Yes, it is better to buy than to rent, but that is kind of like saying it is better to be rich than to be poor.
I think there's a lot of risks involved when taking on a long term mortgage. Everyone says renting is worse because you're paying off someone else's loan. Of course in a vacuum that's true. But by renting you're not taking a 30 year risk. If you feel that something is brewing in the economic system (another GFC) maybe it's safer to consider renting until the odds are in your favour.
Some questions to ask yourself:
Is the housing market in a bubble? Is there a possibility of a correction. Can you weather that?
Are your central banks and banks raising interest rates? Could that affect your loan commitments.
Job stability and availability. Are these interest rates/inflation affecting the job market? Can you hold a job for the next 30 years.
There are a lot of factors that go into "better," and they're not the same for everyone. Generally, if you can afford to buy, it's better financially long term because your money is going into something that you can sell, often for more. But some other factors a person should consider:
If you don't have a good percentage of the purchase price to put down, you're unlikely to get good terms on a loan. That's likely to drive the mortgage payments up above rental price in that market.
In addition to the mortgage payments, are you able to take the risk on maintenance and repairs. When you rent, those costs tend to be spread across the life of the rental by the landlord, but if you own you need to be able to cover it if you have to repair the roof, fix a major plumbing leak, replace a bad electrical panel, or whatever.

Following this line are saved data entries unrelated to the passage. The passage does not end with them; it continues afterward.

PR #199, opened 2018-08-10
Add a env variable to allow for setting of the storage mapping

rpothier:
This change will add a knob to allow for disabling of overlay2 storage mapping,
and instead use a user selected docker storage mapping.

### DIFF
--- a/dind-cluster.sh
+++ b/dind-cluster.sh
@@ -300,6 +300,7 @@ SKIP_SNAPSHOT="${SKIP_SNAPSHOT:-}"
 E2E_REPORT_DIR="${E2E_REPORT_DIR:-}"
 DIND_NO_PARALLEL_E2E="${DIND_NO_PARALLEL_E2E:-}"
 DNS_SERVICE="${DNS_SERVICE:-kube-dns}"
+DIND_STORAGE_DRIVER="${DIND_STORAGE_DRIVER:-overlay2}"
 
 DIND_CA_CERT_URL="${DIND_CA_CERT_URL:-}"
 DIND_PROPAGATE_HTTP_PROXY="${DIND_PROPAGATE_HTTP_PROXY:-}"
@@ -746,6 +747,7 @@ function dind::run {
   local -a opts=("${ip_arg}" "${ip}" "$@")
   local -a args=("systemd.setenv=CNI_PLUGIN=${CNI_PLUGIN}")
   args+=("systemd.setenv=IP_MODE=${IP_MODE}")
+  args+=("systemd.setenv=DIND_STORAGE_DRIVER=${DIND_STORAGE_DRIVER}")
   if [[ ${IP_MODE} = "ipv6" ]]; then
       opts+=(--sysctl net.ipv6.conf.all.disable_ipv6=0)
       opts+=(--sysctl net.ipv6.conf.all.forwarding=1)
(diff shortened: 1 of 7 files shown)


dind-cluster.sh
```diff
@@ -815,6 +816,7 @@ function dind::run {
          --hostname "${container_name}" \
          -l "${DIND_LABEL}" \
          -v "${volume_name}:/dind" \
+         -v /tmp/${container_name}:/var/lib/docker \
```
ivan4th: This will not have the desired effect. The graph directory already resides on a docker volume mounted under `/dind` (`-v` flag above that line). See here: https://github.com/kubernetes-sigs/kubeadm-dind-cluster/blob/ad68d303017cfc2d2ca198bb33995e10eaf65aa4/image/rundocker#L89
Also, creating a dir under `/tmp` on the host is not very good thing to do (a security risk among other things).

ivan4th: What's the reason for having this dir on the host as opposed to having it on the kdc's docker volume for that node?

dind-cluster.sh
```diff
@@ -1744,6 +1746,7 @@ function dind::custom-docker-opts {
     dind::step "+ Setting up insecure-registries on ${container_id}"
     jq+=("{\"insecure-registries\": ${DIND_INSECURE_REGISTRIES}}")
   fi
+  docker exec --privileged -i ${container_id} sed -i -e "s|{{DIND_STORAGE_DRIVER}}|${DIND_STORAGE_DRIVER}|" /lib/systemd/system/docker.service
```
ivan4th: It's better to pass this via `systemd.setenv` in `dind::run` maybe?

dind-cluster.sh
rpothier: This was added for running k-d-c inside a container, for k8s CI testing.
We're testing running without this.

dind-cluster.sh
rpothier: yes, changing this, thanks

image/rundocker
```diff
@@ -63,9 +65,14 @@ echo "Trying to load overlay module (this may fail)" >&2
...
-    # --storage-opt overlay2.override_kernel_check=true is needed for CentOS systems
-    storage_opts="--storage-driver=overlay2 --storage-opt overlay2.override_kernel_check=true"
+if [ "$DIND_STORAGE_DRIVER" == "overlay2" ]; then
+    DIND_STORAGE_OPTS="--storage-driver=${DIND_STORAGE_DRIVER} --storage-opt overlay2.override_kernel_check=true"
+    if grep -q '[[:blank:]]overlay[[:blank:]]*' /proc/filesystems; then
+        # --storage-opt overlay2.override_kernel_check=true is needed for CentOS systems
+        storage_opts="${DIND_STORAGE_OPTS}"
+    fi
+else
+    DIND_STORAGE_OPTS="--storage-driver=${DIND_STORAGE_DRIVER}"
```
leblancd: I think we need a setting of storage_opts here, i.e. this line:
    storage_opts="${DIND_STORAGE_OPTS}"
Note: If this line is added, this should work in a Prow DinD container if I use "DIND_STORAGE_DRIVER=vfs". If I use aufs, docker in the kube-master rejects that storage-driver type. Not sure if this is expected.

rpothier:
@ivan4th can you take another look at this? I have addressed the issues you commented on.

ivan4th:
Thanks for the PR!
/approve
/lgtm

Those costs can be significant in a single month.
There's always a risk that you're buying at the top of the market over a given period, and the value of your house can plummet. I know someone who had to walk away from a house and let the banks take it because prices plummeted, he couldn't sell it for what he owed, and he needed to move.

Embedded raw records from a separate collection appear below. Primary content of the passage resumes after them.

Issue #209, opened 2018-08-23
Add dual-stack support for k-d-c


pmichali:
Update k-d-c to support the selection of IP_MODE=dual-stack. Perform needed actions to support bringing up cluster in dual-stack mode (IPv4+IPv6).

TODO: Identify the changes needed.

pmichali:
Once PR 228 is merged, we have the basic infrastructure for dual-stack in place for k-d-c. Beyond that, there are the following enhancements that can be done:

- Test/verify and enable multi-cluster mode.
- Allow dual-stack with DNS64/NAT64 option for V6, where destination does not have IPv6 support, but using IPv6 operations.
- Additional changes made be needed, once K8s is updated to fully support dual-stack (e.g. unable to test dual-stack with Iv6 service network currently).

Issue #203, opened 2018-08-17
RFC: Alternative strategy for network defaulting


hoegaarden:
### Background

In #161 the option to run multiple clusters in parallel was introduced. Users needed to explicitly configure the subnet & external port for the kube-apiserver for every but the first cluster. To have a better UX #166 introduced mechanisms to find a free subnet for a cluster and a free port to expose the kube-apiserver on. There are some problems with the current mechanism how free networks are being found, which is why we'd like to kick of a discussion here on how other people think this problem should be solved. Sidenote: We didn't get any reports on issues with the defaulting for the kube-apiserver port, thus this mechanism will stay as is and is not part of this discussion.

### Current Mechanism

- If there is a docker network for a cluster, `DIND_SUBNET` and `DIND_SUBNET_SIZE` is queried from that docker network -> **done**
- If there is no docker network for a cluster
  - if the user has not specifically set `DIND_SUBNET_SIZE` it will be defaulted to `16`
  - if the user has not specifically set `DIND_SUBNET` it well be defaulted:
    - all docker networks are checked and the lowest IP is determined after which a network of size `DIND_SUBNET_SIZE` can be placed -> **done**
   Note: different subnet size of already existing docker networks and of the `DIND_SUBNET_SIZE` are considered and handled correctly.
  - If a user has set `DIND_SUBNET` / `DIND_SUBNET_SIZE` those settings are used -> **done**

Notes:
- With different network size (eg. `/16` vs. `/24` vs. `/18`) in play the and the current implementation the assumption that a network spans from `x.x.x.0` to `x.x.x.255` or `x.x.0.0` to `x.x.255.255` is not true anymore. Therefore getting the *n*th IP of a network cannot be done by string concatenation anymore but the IP has to actually be calculated.
- To minimise dependencies, currently no external tools are in play (e.g. `ipcalc`) but all calculation is done in shell.

### Current Problems

- This is only available for IPv4 currently. This is (the main) reason why currently multiple clusters for IPv6 are specifically disabled.
- It is relatively complicated to do IP arithmetics in shell, even more so when IPv6 comes in.
- Only the docker networks are considered. If users have any other networks on their machines, collisions might still occur.

### Suggestions

1. Fix current implementation

    Description:
    - Fix potential collisions by also excluding network (and other stuff like routes?) on the host
    - Add same mechanics for IPv6:
      - discover where a network of a certain size can be placed
[...]

PR #214, opened 2018-09-07
IPv6: Multi-cluster support and dual-stack infrastructure

pmichali:
The primary goal of this commit is to put in place infrastructure to allow
kubeadm-dind-cluster to create clusters with dual-stack networks. Because
of the needed changes, it makes sense to make sure that dual-stack and IPv6
supports multi-cluster.

A secondary goal is to attempt to maintain backward compatibility with the
current mechanisms to customize and operate the cluster.

To prepare for dual-stack, the following changes were made (there will be
follow up commits to complete support for dual-stack, some in conjuction
with Kubernetes changes that will be made):

- Introduced 'dual-stack' IP MODE and adjusted existing IPv4 only and IPv6
  only logic to continue to operate correctly, when testing $IP_MODE.

- Introduced new MGMT_CIDRS env variable to allow a comma separated list of
  CIDRs to be provided for the mangement (dind) network. For IPv4/IPv6, a
  single CIDR will be specifed.

- For backwards compatibility, DIND_SUBNET and DIND_SUBNET_SIZE, if specified
  will be merged into MGMT_CIDRS.

- For multi-cluster, a new CLUSTER_ID will be used to allow the user to
  adapt the mgmt subnet used for each cluster. Removed logic that tries to
  determine the available subnet (see note 1).

- For compatibility, if (only) DIND_LABEL is provided, a random cluster ID
  will be assigned (see note 2).

- For additional clusters, in a multi-cluster setup, resource names will
  use the suffix "-cluster-#", instead of "-<label>-<sha#>".

- The localhost address, used for API, will be based on the family of the
  service network, which will be single family, when running in dual-stack
  mode. It is unchanged for IPv4/IPv6 only, which only have one family.

- During clean, it was found that the kubectl config for the context and
  cluster (in multi-cluster) are not removed. This commit removes those
  settings.

- For IPv6 only multi-cluster, separate DNS64 and NAT64 containers are
  created, especially because the docker bridge for the mgmt network
  needs to have a IPv4 network for the NAT64 IPv4/IPv6 mapping pool.
  This IPv4 network uses the cluster ID to ensure uniqueness. These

If you end up wanting to leave the area too soon, you might not get enough appreciation to cover mortgage fees and the other costs of buying.
Simplified, there are more risks associated with buying, but potentially more rewards.

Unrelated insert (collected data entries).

PR #226, opened 2018-10-03
Fix issue with kubeadm 1.13

rpothier:
With kubernetes 1.13, the Kubeadm template needs to be updated.

Fixes Issue: #223

PR #228, opened 2018-10-04
Phase 2: Dual-stack support.

pmichali:
Kubernetes is being updated to support dual-stack networking. With the
initial release, pods and management networks will have both IPv4 and
IPv6 addresses. The service network, however, will use only a single IP
family.

This commit adds (more) support to k-d-c for provisioning clusters in
this mode. The following changes have been made:

- Pod network has both IPv4 and IPv6 addresses (configurable).
- In the DinD image, the dindnet script updates include:
    * creates pair of IPs on dind0 interface.
    * configures PTP and bridge plugin with multiple subnets.
    * sets kubelet DNS arg to DNS server, if service family is V6.
    * sets node IP in /etc/hosts based on service network family.
    * sets /etc/resolv.conf entry (for DNS) same as IPv4 mode.
- Create pod network static routes for IPv4 and IPv6.
- Error checking of CIDRs provided to ensure subnet is large enough
  for suffix to be added.
- Creates ip6tables rule to provide DNAT access to outside for IPv6.
- CI test added for ipv4 and dual-stack mode (internal ping, external
  ping, namespace lookups).
- README updated to talk about dual-stack mode.
- Maintains backward compatibility with older DinD images.
- Place a /node-info file in the DinD image that indicates the image
  (not K8s) supports the configuring of a cluster in dual-stack mode.
  This file can be used for additional flags, in the future.

The changes made here, will allow a cluster to be brought up in dual-
stack mode, however, there are still changes needed in Kubernetes code
(as part of the dual-stack KEP). There are the following limitations
to this capability:

- Using IPv6 for the service network doesn't work yet. Need K8s changes.
  Have confirmed with IPv4 service network, however.
- Multicluster mode has not been tested yet for dual-stack (will add later).
- Expects that there is both IP4 and IPv6 access to the outside. This means
  that running under GCE will not work (as it expects only IPv4 access to
  outside). Future updates can add ability to enable DNS64/NAT64 to k-d-c,
  like is done with IPv6 only mode.
- It is the responsibility of the user to ensure that when they restore a
  cluster, they are using the same IP mode as when the snapshot was created.
  Since the kubeadm-dind-net network persists, after a down command, if a
  cluster is restored using a different IP mode, the network will not be
  correctly configured. This is a general limitation, unrelated to dual-stack.
- CI does not have direct access to external IPv6 hosts, so dual-stack (and
  IPv6 only) cannot test external IPv6 pings.

Currently, the test_src_master and test_1.11_dual_stack_v4_svc_net tests are
failing. The former is a know issue with the baseline. The latter needs to
be resolved (hoping for review input).

Partial Fix: #209

### DIFF
--- a/.circleci/config.yml
+++ b/.circleci/config.yml
@@ -197,10 +197,46 @@ test_ipv6_only: &test_ipv6_only
         command: |
           docker load -i _save/images.tar
     - run:
-        name: Run ipv6 only tests
+        name: Run IPv6 connectivity tests
         no_output_timeout: 25m
         command: |
-          "${PWD}/test/test-ipv6-only.sh"
+          "${PWD}/test/test-net-connectivity.sh"
+
+test_dual_stack: &test_dual_stack
+  machine: true
+  working_directory: ~/kubeadm-dind-cluster
+  steps:
+    - checkout
+    - attach_workspace:
+        at: _save
+    - run:
+        name: Restore images
+        command: |
+          docker load -i _save/images.tar
+    - run:
+        name: Run dual stack connectivity tests
+        no_output_timeout: 25m
+        command: |
+          export IP_MODE=dual-stack
+          "${PWD}/test/test-net-connectivity.sh"
+
+test_ipv4_only: &test_ipv4_only
+  machine: true
+  working_directory: ~/kubeadm-dind-cluster
+  steps:
+    - checkout
+    - attach_workspace:
+        at: _save
+    - run:
+        name: Restore images
+        command: |
+          docker load -i _save/images.tar
+    - run:
+        name: Run IPv4 connectivity tests
+        no_output_timeout: 25m
+        command: |
+          export IP_MODE=ipv4
+          "${PWD}/test/test-net-connectivity.sh"
 
 test_multiple_clusters: &test_multiple_clusters
   steps:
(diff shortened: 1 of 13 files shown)


pmichali:
test_src_master is known breakage on baseline. Waiting for PR #226 to be merged. I suspect test_1.9_ipv6_only_nat64 is a flake.

test_1.11_dual_stack_v4_svc_net failure is baffling. The test should be using the 1.11 DinD image built for the test with the commit changes applied. This image, should have a /node-info file that indicates the image (and associated scripts) support dual-stack mode. However, when the cluster is brought up, the image is checked and the file is missing (so the `up` is aborted and the test fails). I'm not sure why the test is not picking the right image (or the image is missing the needed file). Ideas?

pmichali:
OK, tests were a bit flakey (had to rerun 2x, as was getting an error when script was doing daemon-reload of kubelet). Should be all set for review now.

pmichali:
Looks like I must have accidentally closed, when I did my last comment. Opened back up. This is ready for review and has been tested locally and in CI.

pmichali:
@ivan4th @pigmej PTAL...

pmichali:
@ivan4th Thanks for the review!!!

if you can afford to buy, it’s better financially long term because your money is going into something that you can sell
This is the only point addressed by the article. Do you still believe this after reading it? If so, where in logic of the article do you think is the flaw?
The article being the body text of the post? I didn't see a link otherwise.
I guess the potential flaws are that the other factors I mentioned aren't mentioned in the text, and that being able to afford rent doesn't at all mean your can afford to buy a house and end up with that same amount as mortgage. The thought experiment says assume you're renting and then you buy a house, but the point is that, like I said in my first two bullets, a lot of renters just can't afford to buy.
You don't buy a house. You buy a mortgage. Then the final cost of the house is substantially higher than the original cost. The bank, which did not even have the money (30 to one minimum liquidity reserve requirement) to lend for the mortgage, invents the money at a click of a mouse and makes money off you interest.
It artificially drives up housing costs and should be illegal.
If you aren't going to live somewhere at least 2 years it's always a bad call to buy. There's a lot of closing costs to buying, you pay realtors when you sell. After 2 years it really depends on what the housing market has been like. When I bought my house I was up 50% on what I paid after like 3 years. It's basically always going to be a better decision to buy if you live in the house 5+ years.
Rent keeps going up, house prices in recent history have always trended up. The longer you live there the less your mortgage is in comparison to market rent rates and the more equity you have built. Renting is never a better long term decision in America. You only want to rent if you might move relatively often.